Bottom-line: The rally over the past several weeks has left the market in a technically ‘overbought’ condition, however, the march higher is not likely over. The new administration’s pro-business policies are very growth friendly and have the ability to significantly enhance the economic and earnings outlook. While the equity markets could see some consolidation in the coming weeks, the macro environment remains supportive, suggesting the domestic equity markets should continue to have an upward bias over the intermediate term.

The Week Ahead: With just a couple weeks until year-end, both the data and events calendar will remain relatively light. Fourth quarter earnings season won’t kick-off until mid-January, however there will be 13 “early reporters” scheduled to release results during the coming week including Dow-component Nike on Tuesday. Focal points on the data calendar include November existing home sales, November durable goods orders, November personal income and spending, the final revision to third-quarter GDP, November new home sales and the December University of Michigan consumer sentiment survey. The Fed speaking calendar is quiet with the exception of a speech by Fed Chair Yellen in Baltimore on Monday.


The Dow Jones Industrial Average is a price-weighted average of 30 blue-chip stocks that are generally defined as the leaders in their industry. It has been a widely followed indicator of the stock market since October 1, 1928.

Wilshire 5000 Total Market IndexSM represents the broadest index for the U.S. equity market, measuring the performance of all U.S. equity securities with readily available price data. The index is comprised of virtually every stock that: the firm's headquarters are based in the U.S.; the stock is actively traded on a U.S. exchange; the stock has widely available pricing information (this disqualifies bulletin board, or over-the-counter stocks). The index is market cap weighted, meaning that the firms with the highest market value account for a larger portion of the index.

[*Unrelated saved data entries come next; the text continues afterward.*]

PR #50, opened 2020-09-10
Lf 157 disable save field button

kaavyalakshmanan:
- Save field button disabled until user enters field name
- Save field button changes color based on active/disabled state
- Input field changes color based on active/disabled state
- Colors are consistent with figma

### DIFF
--- a/packages/webapp/src/containers/Field/NewField/index.js
+++ b/packages/webapp/src/containers/Field/NewField/index.js
@@ -68,7 +68,7 @@ class NewField extends Component {
       this.setState({center: {lat: farm.grid_points.lat, lng: farm.grid_points.lng}});
     }
 
-    
+
   }
 
   getMapOptions = (maps) => {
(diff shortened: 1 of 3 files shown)


packages/webapp/src/containers/Field/NewField/index.js
```diff
@@ -373,46 +401,23 @@ class NewField extends Component {
...
-                      boxShadow: "0px 2px 8px rgba(102, 115, 138, 0.3)",
-                    }} outline
+                { 
+                this.state.isSavePlanDisabled ?
+                <Button style={this.getButtonStyles()} outlinonClick={() => {
+                  this.handleModeChange(CREATE_FIELD);
+                  this.setState({ step: this.state.step + 1 });
+                }}>Save Field</Button>
+                :
+                <Button style={this.getActiveButtonStyles()}
```
kikemarquez8: Doing this in a function will trigger this on every state change, I think it might be better just to handle button styles as a constant, also having two functions for that seems to be a little overkill. just append the active styles to the active button like this
``` style={{...buttonStyles, ..additionalActiveStyles }}```

kikemarquez8 (changes requested):

packages/webapp/src/containers/Field/NewField/index.js
kaavyalakshmanan: @kikemarquez8 is `..additionalActiveStyles` another constant with he active properties?

kikemarquez8 (approved):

Standard and Poor's 500© Index is a capitalization-weighted index of 500 stocks. The index is designed to measure performance of the broad domestic economy through changes in the aggregate market value of 500 stocks representing all major industries.

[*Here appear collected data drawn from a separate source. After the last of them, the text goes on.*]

PR #71, opened 2020-09-14
Fix error message style

JimmyRowland:


packages/webapp/src/containers/Log/FertilizingLog/saga.js
```diff
@@ -51,6 +51,7 @@ export function* addFertilizerToDB(payload) {
 
   try {
     const result = yield call(axios.post, fertUrl + '/farm/' + farm_id, fert, header);
+    console.log(result);
```
kikemarquez8, line 54: Remove console log

kikemarquez8 (changes requested):

PR #72, opened 2020-09-15
Lf 155 bypass consent screen

JimmyRowland:


JimmyRowland:
I thought farm data is only fetched once. It turned out farm data is fetched in some components but not the others. Data will be refetched even if cache is already in place.

kikemarquez8 (approved):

The NASDAQ Composite Index is a broad-based capitalization-weighted index of stocks in all three NASDAQ tiers: Global Select, Global Market and Capital Market. The index was developed with a base level of 100 as of February 5, 1971.

Indices do not include any expenses, fees, or sales charges, which would lower performance. Indices are unmanaged and should not be considered an investment. It is not possible to invest directly in an index.